When specifying the source_catalog, source_schema, and source_table names in the preceding example, the exact letter case needs to be used. For example, if the source database catalog is specified as Marketing in sys.databases, the same casing should be used instead of, for example, marketing. Otherwise, no tables will be discovered for ingestion.

When using schema specifications, all new tables in the source schema are automatically ingested to the destination. Ignoring dropped tables is not supported. If a table gets dropped in the source database, it needs to be explicitly removed from the ingestion pipeline definition. In the case of full schema replication, it needs to be replaced with an explicit set of tables.

To decrease the load on the source database, the gateway only checks periodically for new tables. It might take up to 6 hours for new tables to be discovered. If you want to speed up this process, restart the gateway.

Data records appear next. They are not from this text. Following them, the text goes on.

PR #833, opened 2019-11-19
Add DoesResourceExistWithError unit-test

c3y1huang:
## Why is this PR needed?

Increase unit test code coverage
Ref: https://github.com/SUSE/avant-garde/issues/744

## What does this PR do?

Test includes:
* secret exist with no error
* secret not exist
* secret exist in other namespace

```
github.com/SUSE/skuba/internal/pkg/skuba/kubernetes     0.024s  coverage: 27.9% of statements
```

```
github.com/SUSE/skuba/internal/pkg/skuba/kubernetes     0.040s  coverage: 29.8% of statements
```

## Docs

# Merge restrictions

(Please do not edit this)

        2 approvals:
            1 developer: code is fine
            1 QA: QA is fine

### DIFF
--- a/internal/pkg/skuba/kubernetes/resources_test.go
+++ b/internal/pkg/skuba/kubernetes/resources_test.go
@@ -1,0 +1,109 @@
+/*
+ * Copyright (c) 2019 SUSE LLC.
+ *
+ * Licensed under the Apache License, Version 2.0 (the "License");
+ * you may not use this file except in compliance with the License.
+ * You may obtain a copy of the License at
+ *
+ *     http://www.apache.org/licenses/LICENSE-2.0
+ *
+ * Unless required by applicable law or agreed to in writing, software
+ * distributed under the License is distributed on an "AS IS" BASIS,
+ * WITHOUT WARRANTIES OR CONDITIONS OF ANY KIND, either express or implied.
+ * See the License for the specific language governing permissions and
+ * limitations under the License.
+ *
+ */
+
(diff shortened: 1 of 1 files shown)


internal/pkg/skuba/kubernetes/resources_test.go
```diff
@@ -0,0 +1,152 @@
...
+		fakeClientset    *fake.Clientset
+		searchNamespace  string
+		searchSecret     string
+		expectReturn     bool
+		expectErrMessage error
+		fakeErrMessage   error
+	}{
+		{
+			name: "secret exist with no error",
+			fakeClientset: fake.NewSimpleClientset(
```
innobead: The same `fakeClientset` exists in three test data, I would suggest to create one on the top then reuse to avoid duplicated creation.

internal/pkg/skuba/kubernetes/resources_test.go
```diff
@@ -0,0 +1,109 @@
...
+
+import (
+	"testing"
+
+	corev1 "k8s.io/api/core/v1"
+	metav1 "k8s.io/apimachinery/pkg/apis/meta/v1"
+	"k8s.io/client-go/kubernetes/fake"
+)
+
+func Test_DoesSecretResourceExistWithError(t *testing.T) {
```
jenting: Minor: naming `Test_DoesResourceExistWithError` makes easier to find which function on the test.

Multiple table or schema specifications can be included in the objects field of the ingestion_definition. None of the source table names in different source schemas can overlap. This results in ingestion pipeline failure.

Source DDL capture and schema evolution

The SQL Server connector can track changes to the table schema of the source tables. Some table schema changes are handled automatically and the schema of the corresponding target table evolves automatically.

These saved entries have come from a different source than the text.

PR #836, opened 2019-11-19
CI: Remove junit log collection from e2e tests

pablochacin:
## Why is this PR needed?

e2e test are not configured to generated junit output.
This causes the pipeline to fail when trying to collect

The following table schema changes are handled automatically:

ALTER TABLE ADD COLUMN with no default value.

All other table schema changes are considered incompatible schema changes.

ALTER TABLE … ADD COLUMN

The ingestion pipeline automatically restarts to include the new column(s). Rows in the target Delta table prior to the schema change have the value of the new column(s) set to NULL.

Incompatible schema changes

An incompatible schema change causes the ingestion pipeline to fail with an INCOMPATIBLE_SCHEMA_CHANGE error. To continue replication, trigger a full refresh of the affected tables.

Note

Databricks can not guarantee that at time the ingestion pipeline fails for an incompatible schema change, all rows prior to the schema change have been ingested.

Change the ingestion pipeline schedule

  1. In the Databricks workspace, click Job Runs.

  2. Click the Jobs tab.

  3. Click the job, and then modify the Schedules & Triggers section.

Full refresh of target tables

You can use the full refresh capability in Delta Live Tables with your ingestion pipelines. A full refresh synchronizes the schema of one or more target tables with the schema of the corresponding source tables and re-copies all the table data. This is useful in the case of an incompatible schema change.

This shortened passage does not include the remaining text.